Q2: Is my token safe?
Yes. The token is never written to disk; it lives only in memory and is masked when typed.
Q3: Can I run both projects at the same time?
Absolutely. Each project has its own agent.json
and can be started in separate terminals.
Q4: How do I add a custom tool?
Write a small MCP Server in any language (templates are available in the MCP docs), then add one more entry under servers
.
Q5: What if I want to use a different model?
Change the model
and provider
fields in agent.json
. As long as the new provider supports MCP, no further code changes are needed.
Q6: Can I run this on Windows?
Yes.

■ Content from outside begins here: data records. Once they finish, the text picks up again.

PR #1556, opened 2024-03-24
Roll up install prompts with _prompt_install_features()

billz:


bogen85:
The check for an incompatible distro fails to detect Debian Bookworm as valid.
```txt
                             dP      version 3.1.1

The Quick Installer will guide you through a few easy steps

RaspAP Install: Configure update
OS compatibility check
[ \u2718 error ]  Unsupported Desktop distro detected. Please see the docs. 
```
my /etc/os-release
```shell
PRETTY_NAME="Debian GNU/Linux 12 (bookworm)"
NAME="Debian GNU/Linux"
VERSION_ID="12"
VERSION="12 (bookworm)"
VERSION_CODENAME=bookworm
ID=debian
HOME_URL="https://www.debian.org/"
SUPPORT_URL="https://www.debian.org/support"
BUG_REPORT_URL="https://bugs.debian.org/"
```

I've updated online multiple times via /about -> "Check for update".

Debian Bookworm is listed as compatible...
https://docs.raspap.com/#compatible-operating-systems

billz:
Exec `dpkg-query -W -f='${Status}' raspberrypi-ui-mods` and post the result.

bogen85:
```shell
$ dpkg-query -W -f='${Status}' raspberrypi-ui-mods
dpkg-query: no packages found matching raspberrypi-ui-mods
```
This is not on a Raspberry Pi. This is an x86_64 VM. I've been running RaspAP in this VM since Jan 25 of this year when 3.0.5 came out, and have updated to each new release via the WebUI.

billz:
Good to know, thanks. The dpkg output in your x86_64 VM differs from what I found in our supported Debian distros ("not-installed"). The quick solution would be to add this to the condition, unless a more robust method exists for detecting a desktop environment.

Unfortunately, many users ignore the docs and install RaspAP on RPi OS Desktop, then report in various forums that it doesn't work. The check is intended to mitigate this and steer users toward compatible distros.

bogen85:
Thanks! I applied the v3.1.2 update and it worked fine.

Issue #1588, opened 2024-05-22
[Bug]: Attempting to connect to unsecured network results in failed connection. 


kalel681:
### Code of Conduct

- [X] I agree to follow this project's Code of Conduct.

### Issue reporting checklist

- [X] I have read and understand the [issue reporting policy](https://docs.raspap.com/issues/).
- [X] I observed this bug on a clean install of a [supported OS](https://docs.raspap.com/#compatible-operating-systems).
- [X] I have followed the [project prerequisites](https://docs.raspap.com/#quick-start).
- [X] I have searched this repository for existing issues.
- [X] I checked the [FAQ](https://docs.raspap.com/faq/) and [official documentation](https://docs.raspap.com/).
- [X] I am using an [external wireless adapter](https://docs.raspap.com/issues/#external-hardware).
- [X] I have generated a [RaspAP debug log](https://docs.raspap.com/ap-basics/#debug-log) and performed a [self-diagnosis](https://docs.raspap.com/ap-basics/#diagnosing-problems).

### Operating System

Raspberry Pi OS	(64-bit) Lite Bookworm

### Quick install or Manual setup?

Quick install

### Onboard wireless chipset or external adapter?

External adapter

### Hardware

Raspberry Pi 4 Model B

### RaspAP version

3.1.3 (Latest)

### Other software or services running with RaspAP?

No other software

### Bug description

When attempting to connect to a non-password protected network that doesn't have a captive portal, RaspAP will attempt to connect but refresh the page without connecting. Has been tested on 2.4g, 5g, and wifi 6 networks. 

### Steps to reproduce

Fresh Install
Go To "Wifi Client" in GUI.
"Rescan" to find new network.
"Add" unsecured network (password blank). 
"Connect" to network. 
Page refreshes, network stays in known networks but will not connect. 

### Screenshots

![networks](https://github.com/RaspAP/raspap-webgui/assets/59033547/67d0f101-04e0-4cfb-8214-20dfc1624d0e)
![beforeadd](https://github.com/RaspAP/raspap-webgui/assets/59033547/fbd71d94-665c-417f-8480-80f34362fc2d)
![before](https://github.com/RaspAP/raspap-webgui/assets/59033547/9032da5c-c2ce-47c4-bdd9-05f769a63a3e)
![after](https://github.com/RaspAP/raspap-webgui/assets/59033547/947e41b9-7903-44fb-a0fa-aac6e6704e1a)

### Additional context

[...]

PR #1627, opened 2024-07-24
fix: handle open wifi in `setKnownStationsWPA` correctly

daniel-rose:
Currently, open wifis are initialized with key_mgmt WPA. The problem is the function `setKnownStationsWPA`. It does not differentiate between open and secured wifi. With this pull request, i'm able to connect to open wifis. I think that the issue #1588 is also fixed.


billz:
@daniel-rose many thanks for the PR

PR #1717, opened 2024-12-20
Plugin Manager UI 

billz:
~~Enumerates submodules~~ Fetches the manifest from RaspAP's [plugins repo](https://github.com/RaspAP/plugins) and displays basic details for available plugins on the **System > Plugins** tab.

Todo:

- [x] Parse `manifest.json` and perform plugin install actions
- [x] Create modal dialogs
- [x] Create `PluginInstaller` class to download + unpack user plugins


billz:
Plugin-Installer

billz:
The class method `getUserPlugins()` iterates submodules in the plugins repo and fetches each plugin's manifest. This is executed with `callbackTimeout()` using a 2000ms value that permits the plugin installer to fail gracefully if the device has a slow or no internet connection. It could be improved later with an asynchronous operation and/or caching.

PR #1720, opened 2024-12-23
Update README.md

GuillaumeRossolini:
Replaced dead link for SSL certificates


billz:
@GuillaumeRossolini merci bien :)

PR #461, opened 2024-11-04
Update README.md to make clear to login before seeding

canjalal:
Make it more clear you need to log in with Google OAuth to generate the first user before you can run the seed script.


katconnors (approved):

nickvisut (approved):
helpful, thanks!

PR #462, opened 2024-11-07
Feature/add sort date to assigned

nickvisut:
Created At date added to task table to allow for sorting.


src/pages/benchmarks/index.tsx
```diff
@@ -11,22 +11,50 @@ import { useState } from "react";
...
+  const { data: tasksData, isLoading } = trpc.para.getMyTasks.useQuery();
 
   const handleTogglePara = () => {
     setIsPara(!isPara);
   };
 
+  const getSortedTasks = () => {
+    if (!tasksData) return [];
+
+    return [...tasksData].sort((a, b) => {
```
canjalal, line 31: Can we put all of this in a useEffect, rather than making a copy that gets sorted? I don't see a problem with changing the data that came in from the trpc

src/pages/benchmarks/index.tsx
```diff
@@ -142,6 +142,20 @@ function Benchmarks() {
               */
               }
 
+              {/* simple sort pill POC (see TODO above) */}
+              <button
```
canjalal, line 146: For a future PR: This should be a <PillButton> component with props for sortCriterion ("created_at") and title ("Sort by date")

src/pages/benchmarks/index.tsx
```diff
@@ -142,6 +142,20 @@ function Benchmarks() {
               */
               }
```
canjalal, line 143: ^^ Were you meant to delete this commented out code? Lines 125 - 143

francisli (approved):

canjalal (approved):
Looks good, nothing blocking

src/pages/benchmarks/index.tsx
nickvisut: updated with clarifying comment

canjalal (approved):

src/pages/benchmarks/index.tsx
nickvisut: cool, will dev in Storybook as discussed

PR #477, opened 2024-12-06
Adds storybook testing to ci pipeline

thomhickey:
refactored the Edit studend modal into a component, added a story for it and some basic tests, then added all the piping to get the tests to run on PR using github pr.yml.


francisli (approved):

.storybook/preview.tsx
```diff
@@ -8,7 +8,7 @@ import "../src/styles/globals.css";
 
 const preview: Preview = {
   parameters: {
-    actions: { argTypesRegex: "^on[A-Z].*" },
+    // actions: { argTypesRegex: "^on[A-Z].*" },
```
thomhickey, line 11: we should do something with this other than leave it commented out

francisli: If our stories/tests are working/passing as expected with it commented out, then I think we can just remove it. This global regexp-based configuration has been deprecated and needs to be configured in stories as needed:

https://github.com/storybookjs/storybook/blob/next/MIGRATION.md#implicit-actions-can-not-be-used-during-rendering-for-example-in-the-play-function

PR #488, opened 2025-01-24
[Closes #487] Feature/move trial data to benchmark

### LINKED ISSUE #487: Detangle Tasks and Benchmarks
- [ ] Move trial_data to belong to benchmarks rather than tasks
- [ ] getBenchmarkTrialData should return only benchmark, not tasks
- [ ] Make backend helper method that checks that current user is allowed to see / edit benchmark (including trial data)
- [ ] Frontend components should handle benchmark_id,  not task_id
- [ ] Tasks should be marked as 'seen' by backend, not frontend

francisli:


francisli:
I've fixed broken tests, updated the backend implementation for assignTasks, and updated the corresponding implementation in the assignment modal.

Next step: update the modal implementation to show the currently assigned paras when editing.

canjalal (approved):
Good work everyone!

PR #490, opened 2025-02-05
WIP: add build folder to separate dev server from build artifacts

nickvisut:
`.next` folder is used by both dev server and build process. this could be confusing as trying to both during a coding session could introduce unexpected issues.


nickvisut:
Hmm lint task is running on the build folder. Will need to remedy this.

nickvisut:
Closing this because it's not obvious that separate build folders for dev server and production build is widely supported (for example, on Vercel).

PR #496, opened 2025-03-07
Start creating generic Edit/Create BenchmarkForm

canjalal:
The aim of this PR is to allow the editing of benchmarks after creation. This will be done by separating out the current Create Benchmark Form into a BenchmarkForm component that can be used to either create or edit benchmarks, and then pointing the Edit Benchmark action (currently stubbed to "To be implemented") to point to an edit route that will call BenchmarkForm. The existing create route will also then call this new form.


francisli (approved):
This works well... per your suggestion, I've changed the routing so that the create/edit routes now use the path instead of a query param...

PR #508, opened 2025-06-03
Logo fix for HTML email template

katconnors:
Updated logos to PNG format.
Note that the default logo is being used in the reference because the white logo doesn't display the letter.


francisli (approved):
I've updated the PNG assets so that the white one renders properly with a transparent background and changed the template header to use it. I've also removed the unnecessary closing tags identified by Gemini which would have broken the template.

PR #532, opened 2025-10-02
Feature/chart view

MarianaES:
Include chart to visualize trials daily and their corresponding success rates. Considering highest and lowest scores. 
image

Multiple Trials Tooltip
image

Single Trial Tooltip
image

Range Tooltip (High & Low)
image


nickvisut:
Looks really good and quite clean!

More of a UX thing: I noticed that the exploded data points are no longer set. @francisli mentioned the range markers are meant to take their place? If so, it does make the graph a bit confusing, especially with the label "Points".

The tabs make senss, although I wonder if it might be better to add a "Averaged points" toggle to the "Points" tab:
- Averaged points ON: each date w/multiple trials collapsed into a multi-point
- Averaged points OFF: show *all* trials as their own solo points

This would allow the tabs to further simplify things by getting rid of "Single trials" vs "Multiple trials" altogether.

It looks like you were looking into that at some point with the `Chip` with label "Individual trials visible" (~= "Averaged points off").

src/pages/students/[student_id]/goals/[goal_id]/benchmarks/[benchmark_id]/view.tsx
```diff
@@ -103,19 +107,32 @@ const ViewBenchmarkPage: NextPageWithBreadcrumbs = () => {
   const soloPoints: SoloPoint[] = [];
   const bulkPoints: BulkPoint[] = [];
 
-  const getDateFromPtNumber = (
-    pointNumber: number,
-    pointArray: DatePoint[]
-  ) => {
-    return new Date(pointArray[pointNumber].x).toDateString();
-  };
+  const allTrials: Array<{
```
Comment (nickvisut) [inline src/pages/students/[student_id]/goals/[goal_id]/benchmarks/[benchmark_id]/view.tsx:110]: don't see this variable used anywhere

nickvisut (approved):
As in my prior comment, looks really good. I just added a couple of review comments for relatively minor things. You could probably merge as-is and fix in a follow-up PR with one exception.

The exception is regarding my UX feedback in the prior comment: Is `allPoints` being unused a bug? If not, then disregard, although then it'd be great to see a response to the UX feedback at some point.

src/components/benchmarks/CustomItemTooltip.tsx
```diff
@@ -4,24 +4,76 @@ import Popper from "@mui/material/Popper";
...
+      if (dateKey && datePoints[dateKey]) {
+        return datePoints[dateKey];
+      }
+    }
+
+    return [];
+  };
+
+  const trials = getTrialsForPoint();
+  const formattedDate = getFormattedDate();
```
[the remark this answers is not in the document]
MarianaES: Done, you are right it is better to be consistent.

src/pages/students/[student_id]/goals/[goal_id]/benchmarks/[benchmark_id]/view.tsx
Comment (nickvisut) [reply src/pages/students/[student_id]/goals/[goal_id]/benchmarks/[benchmark_id]/view.tsx:110]: ah oops, I'll unresolve this when you push the relevant commit (or GitHub will mark it "outdated")

nickvisut:
> @nickvisut Thank you for your feedback ◡̈ The reason behind using the range markers instead of showing all individual points are:
> 
>     * Keep the graph clean: When I was exploring having many trials per date, it may feel too crowded and hard to read. Range markers show the spread more clearly.
> 
>     * Trials within a date are independent (or at least that is my understanding please correct me if not): Meaning that the don't really connect to each other. Showing them all with a line as first we first thought may give a bad idea to the user.
> 
>     * Follow a little bit closer the original design: Not fully, because the dot line connecting the range markers was not an easy implementation on Material UI.
> 
> 
> However, I'm open to other ideas. We could:
> 
>     * Add the "averaged points" toggle you suggested and show individual points at first. (It would be nice to receive feedback from the professors on what metric is more useful, average or all the trials, or both. Even if the range markers are useful at all. 😅)

That makes sense! Hopefully, you all can get feedback to inform future changes. Hmm I even wonder if the educators might even prefer to see the trend over trials without them being pinned to dates, come to think of it. Who knows?

In any case, as you saw, I already approved your PR so that you could merge as soon as you made the smaller changes.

Both Node and Python clients are cross-platform.
Next Steps & Roadmap
Time Investment | Action | Outcome |
---|---|---|
30 min | Re-run both demos with your own prompts | Solid muscle memory |
1 day | Wrap your company’s REST API as an MCP Server | Internal AI assistant |
1 week | Chain multiple agents | Browser agent gathers data, Hugging Face agent creates visuals, database agent stores results |
Closing Thoughts
MCP turns the chaotic world of AI tools into tidy building blocks.
Today you connected two blocks—browser automation and Hugging Face Spaces—without changing a single line of server code.
Tomorrow you can snap in a database block, an email block, or a custom analytics block, and your agent will keep working exactly as before.
Clone the repo, run the commands, and start experimenting. The only limit is your imagination.